Tag Archives: Johnny Harris

Black Death

Sean Bean stars in this historically rooted horror-thriller as Ulric, a church-appointed knight in the age of the Bubonic Plague’s first wave who’s tasked with investigating rumors of a woman (Carice van Houten) who can bring the dead back to life. A young monk (Eddie Redmayne) named Osmund is aiding Ulric on his quest to root out the necromancer — and to determine whether or not she has ties to Satan.

Rating: 9 out of 10

When I saw the trailer for “Black Death,” I thought there was no way they couldn’t screw it up. It looked promising but seemed to focus a lot on the medieval torture devices that the Christians used on who they believed were heretics. I was flat out wrong. “Black Death” not only makes almost zero missteps, but I’m proud to say it’s the first great film of 2011.

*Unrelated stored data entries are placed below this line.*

PR #1387, opened 2026-07-02
fix: owner race on undelegation on clone failures

GabrielePicco:
## Summary by CodeRabbit

* **Bug Fixes**
  * Improved undelegation handling so the committed account snapshot now preserves the original owner during same-transaction undelegation flows.
  * Live accounts continue transitioning into the undelegating state without losing delegation status unexpectedly.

What makes “Black Death” truly stand out is showing the darkness of human nature. There are no heroes here. You have flawed men and women trying to survive during a period where the worst plague in human history is storming the land and the church is blaming it on demonic forces. So, not only are our characters fighting against a faceless enemy in the plague but an inner plague in the downfall of men supposedly serving God. The main characters, on orders from the bishop, are going to a land that has not been touched by the plague, and is flourishing despite the worldwide outbreak. They bring their torture devices and want to find the heretic and rid the demonic forces that have rejected God and used witchcraft to keep their town safe and healthy. Now, if that was actually all true, I would say it sounds boring. There are so many twists, surprises, and plot benders that it keeps the film moving in a very dark direction that is worthy of its title. Now, I wouldn’t dare give any of them away here but let’s say it brings up several question: What makes a person evil? Is God truly present, and if so, why does he make these people suffer? There are many others and they are all profound. Director Christopher Smith holds it all together and gives the film such a uniquely dark and bleak visual style that is a perfect complement to the story. Grays are very gray, blacks are very black, and colors are washed out and flat. The look feels as helpless as the characters. I would also be remiss if I didn’t mention Eddie Redmayne, who plays the young monk that volunteers to guide the holy crusaders to their destination. There is a real journey to his character and he is spellbinding in the role. I know it will be long forgotten by next year’s Oscars, but consideration for best supporting actor is not out of the question. So, for those with strong stomachs (it is very violent) and can handle dark stories (boy, is it ever) I highly recommend “Black Death.”